The formulation for the two-stage stochastic model for s = 1,2….S scenarios is given below (Grossmann et al. (2016)).

$$ \begin{aligned} & max\quad NPV = c^{T} x + \mathop \sum \limits_{s} \psi_{s} \left( {x,y_{s} } \right) \\ & \quad \quad s.t.\quad g\left( {x,y_{s} } \right) \le 0\quad \forall s \, = \, 1,2 \ldots S \\ \end{aligned} $$
(20)

where \( x \) are the first stage decisions (selection of wells), while \( y_{s} \) are the second stage recourse decisions (oil production rate) for each scenario. Here we assume linear cost \( c^{T} x \) for the selection of wells, and nonlinear cost for recourse and nonlinear model constraints.

The value of stochastic solution (VSS) is computed (Birge and Louveaux 2011) to compare the deterministic and the stochastic solutions. VSS is the difference between the optimal solutions of the two-stage stochastic model to the solution obtained by solving the two-stage model with the first stage variables fixed to the values of the optimal solution obtained for the deterministic problem with expected values of the parameters.

Based on the results mentioned in Table 9, the VSS for the case of maximization of NPV is 54.99 MUSD (0.85%), while for maximization of total oil production is 0.66 MMstb (3.5%). Hence, for the scenarios considered for the oil well model, the two-stage stochastic model provides an improved solution and gives a better NPV (for Max. NPV) and total oil production (for Max. Total Oil Produced) values compared to the deterministic solution.
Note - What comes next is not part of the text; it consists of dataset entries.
PR #1173, opened 2023-06-20
resolve memory sloppyness and solidify Python access

tomeichlersmith:

This resolves an issue seen when testing the updated OS image. https://github.com/LDMX-Software/docker/issues/59

## Check List
  - [x] v3.5.0 <- tested by CI
  - [x] v3.4.0
  - [x] v3.3
  - [x] v3.2  (with `-DBUILD_DETECTORID_BINDINGS=OFF`)
  - [x] v3.1  (with `-DBUILD_DETECTORID_BINDINGS=OFF`)
  - [x] v3.0 (with `-DBUILD_DETECTORID_BINDINGS=OFF`)
    - successful means passing the tests in this case

### Related Sub-Module PRs
- https://github.com/LDMX-Software/Framework/pull/67
- https://github.com/LDMX-Software/Framework/pull/68


EinarElen:
On the tracing feature, I feel that ends up making an already relatively hard to read part of our codebase even harder. Would doing something like what I did in https://github.com/LDMX-Software/Framework/issues/66 be an alternative?

tomeichlersmith:
That's a good point - it does make the code pretty messy looking. I can implement the update you suggested to replace the tracing option.

PR #1274, opened 2024-04-02
Bump cmake and MagFieldMap

tomeichlersmith:
Just bumping some submodules to their most recent releases.

- [MagFieldMap v0.2.0](https://github.com/LDMX-Software/MagFieldMap/releases/tag/v0.2.0) unpacks the map at installation time rather than configuration time. This is desirable to avoid writing to the install directory unless the user actually wants to install. In addition, this allows users to change the install directory without needing to re-configure or re-compile (e.g. by using `DESTDIR`).
- [cmake v0.4.1](https://github.com/LDMX-Software/cmake/releases/tag/v0.4.1) adds an ABI warning to the list of compiler errors to ignore since there isn't much we can do about it (and we don't super care).


tvami:
hi @tomeichlersmith 
regarding the magnetic field bump: we plan to add another file that has no mag field (*) for the reduced LDMX running next year. So maybe let's bump that after that?

(*) maybe there is actually a better way to do this than adding a file with 0T everywhere, please let me know if you have another proposal. The advantage of doing the file is that we can just load that in the GDML that's being introduced in https://github.com/LDMX-Software/ldmx-sw/pull/1268

tomeichlersmith:
There is an easier way! You can simply omit the GDML lines defining the magnetic field and then there will not be any magnetic field in the simulated detector model. The lines I am talking about are these

https://github.com/LDMX-Software/ldmx-sw/blob/4460d5aee856c88b0b172ccde4d7a0008eac0923/Detectors/data/ldmx-det-v14/detector.gdml#L114-L121

tvami:
> There is an easier way! 

Perfect, thanks Tom!

SanjitMasanam:
Hello @tomeichlersmith,
we tried doing as you said and omitting those lines of the detector.gdml file but it resulted in the simulation producing 0 events.
`[ XsecBiasingOperator ]: Biasing particles of type gamma`
`[ Simulator ] : Started 1000000 events to produce 0 events.`
We tried a few different variations such as removing part of that gdml block of code or removing the reference to the magnet.gdml and all of these changes either resulted in configuration errors or the same issue of 0 events being produced. If you know why this is or have any other suggestions, please let us know

tomeichlersmith:
Without the magnetic field, the normal beam electron will be shot at such a wide angle that it will entirely miss the detector. I say this because if you simply removed the above lines from a current detector (e.g. `ldmx-det-v14-8gev`) and then ran a current standard config (e.g. `.github/validation_samples/ecal_pn/config.py`), you would observe this behavior. What config and detector did you use? If you want to run without magnetic field, you will need to update the primary generator for the simulation so that the electron will enter the detector as intended. I apologize for not mentioning this earlier, but the reduced detector (with its different beam configuration and detector volumes) will at least require different configuration scripts if not changes to C++ simulation filters to generate the samples of interest.

tomeichlersmith:
Marking this as ready-for-review after merging #1281 so that I can double check that the merged gold histograms/logs are re-created by a PR that didn't previously change the gold histograms/logs.

tvami (approved):

tvami:
> Without the magnetic field, the normal beam electron will be shot at such a wide angle that it will entirely miss the detector

I followed up in https://github.com/LDMX-Software/ldmx-sw/pull/1268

Table 9 Value of stochastic solution (VSS) results

5 Conclusion

This paper has described a simultaneous multiperiod NLP model to determine the optimal solutions for oil production planning. In this study, we solve a simplified model for production from oil wells. The results of the multiperiod NLP model determines the production profiles of the oil wells as shown in Figs. 2 and 3. We formulate a case study for different rates of return and oil prices to compare the objective function values for simultaneous multiperiod and sequential single period optimization (Tables 3 and 4). The study mentioned in Sect. 4.3, clearly shows that maximization of net present value or maximization of total oil production does not determine the best tradeoff between these objectives. The best tradeoff solution is an ideal compromise solution that is closest to the utopia point where both objectives are at their maximum, where the objectives are at their maximum. This is an important finding, as in industries maximization of either of the objective functions mentioned above is considered as the best solution. It is also shown that the simultaneous multiperiod model provides significantly improved solutions compared to the case where successive single-period problems are solved sequentially. Finally, the model is solved to optimize the oil production for uncertainty in oil prices and productivity indices. The results of the VSS for the two-stage stochastic model are tabulated in Table 9. The values of stochastic solution show that the results of the two-stage stochastic model are better than the deterministic solution with expected values of the parameters. Hence, considering the two-stage stochastic model improves the solution for both objective functions.